Tests were performed on a Sun-3/60 machine and were performed on data structures containing 2 16 elements. Values ​​in brackets - time, relative to lists with gaps (in times). For tests of insertion and deletion of elements, the time spent on managing the memory was not taken into account (for example, for C-calls of malloc and free).

Note that lists with gaps require more comparison operations than other data structures (the algorithms given above require on average L ( n ) / p + 1 / (1 + p ) operations). When using real numbers as keys, operations in lists with gaps turned out to be a little slower than in the non-recursive implementation of the AVL tree, and searching in lists with gaps was a little slower than searching in 2-3 trees (however, inserting and deleting in the lists with gaps were faster than in the recursive implementation of 2-3 trees). If the comparison operations are very expensive, you can modify the algorithm so that the key you are looking for will not be compared with the key of other nodes more than once per node. When p = 1/2, the upper limit of the number of comparisons is 7/2 + 3/2 * log 2 n .

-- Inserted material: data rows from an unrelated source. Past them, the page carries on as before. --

PR #881, opened 2025-02-24
Cleaner recomputeChanges workflow

csansoon:
When reading what changes are in any draft, we were recomputing all changes, removing all old document versions, and recreating the recomputed ones. This made the document versions' `id` attribute really unstable. In addition to that, this will also make CASCADE relations depending on these rows really unsafe.

This commit improves this workflow. Now, only the reverted changes will be removed from document versions, and the ones that changed will be simply inserted or updated, keeping its old row and `id`.

### DIFF
--- a/packages/core/src/services/documents/recomputeChanges/index.ts
+++ b/packages/core/src/services/documents/recomputeChanges/index.ts
@@ -7,7 +7,7 @@ import {
   type CompileError,
 } from '@latitude-data/compiler'
 import { scan } from 'promptl-ai'
-import { eq } from 'drizzle-orm'
+import { and, eq, inArray, not } from 'drizzle-orm'
 
 import {
   Commit,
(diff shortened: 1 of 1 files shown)


andresgutgon (changes requested):
Tests

csansoon:
> Tests

All previous tests apply to make sure the workflow is unaltered. This change is done to enable some new features @neoxelox is working on.

packages/core/src/services/documents/recomputeChanges/index.ts
```diff
@@ -126,23 +126,75 @@ async function replaceCommitChanges(
...
+          .values(
+            docsToInsert.map((d) => ({
+              ...omit(d, ['id', 'commitId', 'updatedAt']),
+              commitId,
+            })),
+          )
+          .returning()
+      : []
+
+    const updatedDocs = docsToUpdate.length
```
neoxelox, line 175: Maybe you could do a single update query in bulk?

```sql
update test as t set
    column_a = c.column_a,
    column_c = c.column_c
from (values
    ('123', 1, '---'),
    ('345', 2, '+++')  
) as c(column_b, column_a, column_c) 
where c.column_b = t.column_b;
```

neoxelox (approved):

packages/core/src/services/documents/recomputeChanges/index.ts
csansoon: could be revised in the future though

PR #890, opened 2025-02-24
Implement new data model for editable datasets

andresgutgon:
# What?
We want to allow users to edit rows or add new rows in uploaded datasets. For that what we're going to do is store each row in the original CSV as new entry in `dataset_rows` table. That has a relation to `datasets_v2` table

## TODO
- [ ] Run migration
- [ ] Add types for new models


packages/core/src/schema/models/datasetsV2.ts
```diff
@@ -0,0 +1,44 @@
...
+    }),
+    columns: jsonb('columns').$type<Column[]>().notNull(),
+    ...timestamps(),
+  },
+  (table) => ({
+    datasetWorkspaceIdx: index('datasets_table_workspace_idx').on(table.workspaceId),
+    authorIdx: index('datasets_table_author_idx').on(table.authorId),
+    uniqueDatasetNameInWorkspace: uniqueIndex().on(
+      table.workspaceId,
+      table.name,
```
neoxelox, line 41: why?

andresgutgon: It was in the old table. We don't allow to have 2 datasets with the same name

neoxelox: makes no sense for me, lets talk about it on slack

packages/core/src/schema/models/datasetRows.ts
```diff
@@ -0,0 +1,16 @@
+import { pgTable, uuid, jsonb, bigserial } from 'drizzle-orm/pg-core'
+import { timestamps } from '../schemaHelpers'
+import { datasetsV2 } from './datasetsV2'
+
+type DatasetRowData = {
+  [key: string]: string | number | boolean | null | undefined
+}
+
+export const datasetRows = pgTable('dataset_rows', {
+  id: bigserial('id', { mode: 'number' }).notNull().primaryKey(),
```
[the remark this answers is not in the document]
andresgutgon: What's the use case? I think we're never going to want to fetch all rows of all datasets by workspace. Do we?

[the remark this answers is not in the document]
neoxelox: its for row level security and make scopes easier to implement

geclos (approved):

PR #891, opened 2025-02-24
Smarter agents

csansoon:
## WAT

Currently, creating a competent agent requires lots of prompting and the user knowing how the workflow actually works.

Without the required prompting, the LLM tends to make some of these errors:
- Responding right away, without performing a chain-of-thought and without using the agent tool.
- Entering an infinite loop asking the user for more input without realizing it needs to use the agent tool to stop the workflow.
- Not using the agent tool correctly.

This PR tries to fix these issues, giving context to the AI about the workflow and giving them a push to work in a structured chain-of-thought process, without requiring extra prompting from the user. In order to respect the users control over their own prompt, this must be done without injecting or modifying SYSTEM / USER messages from the prompt.

## HOW

Okay, so this is what I have done.
Now, when the AI before an autonomous workflow, I add a phantom Assistant message with the fake request to start an autonomous workflow. This tool does not exist, and will do nothing, but it tricks the AI into thinking they requested it and thus know how behave from this point forward. Now, since "they requested" entering an autonomous workflow, they understand that they must make an explicit request to exit this workflow and return a response. In addition to this, the tool response to the fake workflow start request also gives indications about the workflow they just started, how it works and how and when to end it. No additional instructions are added about the task or how to solve it.

--- 

Let's see an example:

Take a look at this prompt:
```markdown
---
provider: openai
model: gpt-4o-mini
type: agent
---
You are a helpful AI assistant designed to assist users with any questions they might have. Your goal is to guide the user towards scheduling an appointment. As soon as the user wants an appointment, help them with that.

Here you can find all the info the user might ask about:

<prompt path="./docs" />

<user>
  {{ message }}
</user>
```

With this prompt, the AI does not know anything about the agentic workflow. For this reason, it tends to just return a response to the user without using the agent tool, see that the user hasn't responded (because the AI is still in a loop) and ask for further input for the user. Then, since it has still not ended the workflow, it repeats the last message. And over, and over, and over again.

Now, with the fake message injection, this is how this conversation actually looks like to the AI:
```
[SYSTEM]
You are a helpful AI assistant designed to assist users with any questions they might have. Your goal is to guide the user towards scheduling an appointment. As soon as the user wants an appointment, help them with that.
Here you can find all the info the user might ask about:
<docs>

[USER]
<message>

[ASSISTANT] (fake workflow request)
{
  toolId: 'agent_start_1',
  toolName: 'start_autonomous_chain'
  arguments: {}
}

[TOOL] (fake tool response)
Autonomous workflow started.
All messages from now on are for internal use only and will not be presented to the user.
Use this workflow to perform a chain-of-thought about your task and execute required tools.
You must explain your thought process on each and every step of the chain.
Start by understanding your task and explaining the intended course of actions to yourself.
Once you have finished your current task, use the 'end_autonomous_chain' tool to finish it. The tool call must include the requested result.
```

Now, the AI is informed about the autonomous workflow, no system instruction has been added that could conflict with the original prompt, and it will start a chain-of-thought process.

### Before
image

### After
image

### DIFF
--- a/apps/web/src/app/(private)/projects/[projectId]/versions/[commitUuid]/documents/[documentUuid]/_components/DocumentEditor/Editor/PromptConfiguration/BehaviourSettings.tsx
+++ b/apps/web/src/app/(private)/projects/[projectId]/versions/[commitUuid]/documents/[documentUuid]/_components/DocumentEditor/Editor/PromptConfiguration/BehaviourSettings.tsx
@@ -7,6 +7,7 @@ import {
 } from './utils'
 import { LatitudeTool } from '@latitude-data/constants'
 import { SubAgentSelector } from './_components/AgentSelector'
+import { useEffect } from 'react'
 
 export function BehaviourSettings({
   config,
@@ -21,6 +22,22 @@ export function BehaviourSettings({
     key: 'type',
     defaultValue: undefined,
   })
+
+  const {
+    value: disabledAgentOptimization,
+    setValue: setDisableAgentOptimization,
+  } = useConfigValue<boolean>({
+    config,
+    setConfig,
+    key: 'disableAgentOptimization',
+    defaultValue: false,
+  })
+
+  useEffect(() => {
+    if (agentValue !== 'agent') {
+      setDisableAgentOptimization(undefined)
+    }
+  }, [agentValue])
 
   const { tools, toggleTool } = useLatitudeToolsConfig({ config, setConfig })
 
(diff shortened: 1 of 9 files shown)


apps/web/src/app/(private)/projects/[projectId]/versions/[commitUuid]/documents/[documentUuid]/_components/DocumentEditor/Editor/PromptConfiguration/BehaviourSettings.tsx
```diff
@@ -22,6 +23,22 @@ export function BehaviourSettings({
...
+  } = useConfigValue<boolean>({
+    config,
+    setConfig,
+    key: 'disableAgentOptimization',
+    defaultValue: false,
+  })
+
+  useEffect(() => {
+    if (agentValue !== 'agent') {
+      setDisableAgentOptimization(undefined)
```
Comment (andresgutgon) [inline apps/web/src/app/(private)/projects/[projectId]/versions/[commitUuid]/documents/[documentUuid]/_components/DocumentEditor/Editor/PromptConfiguration/BehaviourSettings.tsx:38]: Instead of this do this logic on the type callback function. Avoid `useEffect` like la peste 🙏

andresgutgon (dismissed):

apps/web/src/app/(private)/projects/[projectId]/versions/[commitUuid]/documents/[documentUuid]/_components/DocumentEditor/Editor/PromptConfiguration/BehaviourSettings.tsx
```diff
@@ -41,6 +59,28 @@ Unlike regular prompts or predefined Chains, Agents can adapt dynamically, respo
...
+            description={`When enabled, the agent will automatically know that they are in an autonomous workflow and how it works.
+                Otherwise, you will need to add custom prompting to avoid the AI falling into infinite loops and using the agent tools correctly.
+                This optimization is done without adding or modifying any SYSTEM or USER message from your prompt, it's all handled internally by Latitude.`}
+          >
+            <SwitchToogle
+              disabled={disabled}
+              checked={!disabledAgentOptimization}
+              onCheckedChange={() =>
+                setDisableAgentOptimization(
+                  disabledAgentOptimization ? undefined : true,
```
Comment (andresgutgon) [inline apps/web/src/app/(private)/projects/[projectId]/versions/[commitUuid]/documents/[documentUuid]/_components/DocumentEditor/Editor/PromptConfiguration/BehaviourSettings.tsx:77]: Lovely

PR #894, opened 2025-02-25
Improved Tool UI

csansoon:
Improved Tool UI. Now, instead of appearing as distinct messages, the tool responses appear right after their corresponding tool requests, improving the user experience. Additionally, a loading state will appear when the tool response has not been added to the conversation yet, indicating that the tool is still being executed.

image

### DIFF
--- a/packages/web-ui/src/ds/molecules/Chat/Message/ContentCard.tsx
+++ b/packages/web-ui/src/ds/molecules/Chat/Message/ContentCard.tsx
@@ -2,28 +2,32 @@ import { cn } from '../../../../lib/utils'
 import { Button, Icon, IconName, Text } from '../../../atoms'
 import { TruncatedTooltip } from '../../TruncatedTooltip'
 import { ReactNode } from 'react'
-import { TextColor } from '../../../tokens'
+import { BackgroundColor, colors, TextColor } from '../../../tokens'
 
 export function ContentCard({
   label,
   icon,
   bgColor = 'bg-yellow',
   fgColor = 'warningForeground',
-  children,
   info,
   infoColor,
+  children,
+  resultFooter,
+  separatorColor = 'mutedForeground',
 }: {
   label: string
   icon?: IconName
   bgColor: string
   fgColor: TextColor
-  children: ReactNode
   info?: string
   infoColor?: TextColor
+  children: ReactNode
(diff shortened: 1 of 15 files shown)


packages/web-ui/src/ds/molecules/Chat/Message/ContentCard.tsx
```diff
@@ -9,21 +9,25 @@ export function ContentCard({
...
   label: string
   icon?: IconName
   bgColor: string
   fgColor: TextColor
-  children: ReactNode
   info?: string
   infoColor?: TextColor
+  children: ReactNode
+  resultFooter?: ReactNode
+  separatorColor?: string
```
andresgutgon, line 26: This should be a token color

packages/web-ui/src/ds/molecules/Chat/Message/LatitudeTools/Extract.tsx
```diff
@@ -21,6 +25,21 @@ export function WebExtractLatitudeToolCallContent({
       bgColor='bg-success'
       fgColor='successForeground'
       info={toolCallId}
+      separatorColor={
+        toolResponse?.isError ? 'bg-destructive-muted-foreground' : undefined
```
andresgutgon, line 29: Yep, token color. Never raw css classes

packages/web-ui/src/lib/hooks/useToolContentMap.ts
```diff
@@ -0,0 +1,29 @@
...
+  MessageRole,
+  ToolContent,
+} from '@latitude-data/compiler'
+import { useMemo } from 'react'
+
+export function useToolContentMap(
+  messages: Message[],
+  toolContentMap?: Record<string, ToolContent>,
+) {
+  if (toolContentMap) return toolContentMap
```
andresgutgon, line 14: So this is never updated when messages change no?

andresgutgon (dismissed):

packages/web-ui/src/lib/hooks/useToolContentMap.ts
csansoon: If an optional default `toolContentMap` is given, it will use just that one instead. Otherwise, it iterates over the messages array each time it changes.

PR #897, opened 2025-02-25
New tools schema

csansoon:
Improves the tools definition to merge both custom and built-in tools into a single config section. Forget about `latitudeTools`, `customTools` or `clientTools`.

Before:
```yaml
---
provider: openai
model: gpt-4o
tools:
  get_weather:
    description: Returns the weather for a given location
    parameters:
      type: object
      properties:
        location:
          type: string
          description: A location name
latitudeTools:
  - code
  - search
  - extract
---
```

After:
```yaml
---
provider: openai
model: gpt-4o
tools:
 - latitude/*
 - get_weather:
      description: Returns the weather for a given location
      parameters:
        type: object
        properties:
          location:
            type: string
            description: A location name
---
```

---

Call now and get an extra real-time parsing!

image

image

### DIFF
--- a/packages/core/src/lib/chainStreamManager/step/promptInjection/tools.ts
+++ b/packages/core/src/lib/chainStreamManager/step/promptInjection/tools.ts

Uneven distribution of requests


Self-regulating trees can adapt to the uneven distribution of requests. Since lists with gaps are faster than self-regulating trees a fairly large number of times, self-regulating trees are faster only with some very uneven distribution of requests. We could try to develop self-regulating lists with gaps, however, we did not see any practical sense in this and did not want to spoil the simplicity and performance of the original implementation. If the application expects non-uniform queries, then using self-regulating trees or adding caching will be preferable.

Conclusion


From a theoretical point of view, lists with gaps are not needed. Balanced trees can do the same operations and have a good difficulty at worst (as opposed to lists with gaps). However, the implementation of balanced trees is a difficult task and, as a result, they are rarely implemented in practice, except as lab work in universities.

Gap lists are a simple data structure that can be used instead of balanced trees in most cases. Algorithms are very easy to implement, extend and modify. Regular implementations of operations on gaps with lists are about as fast as highly optimized implementations on balanced trees and are significantly faster than ordinary, non-highly optimized implementations.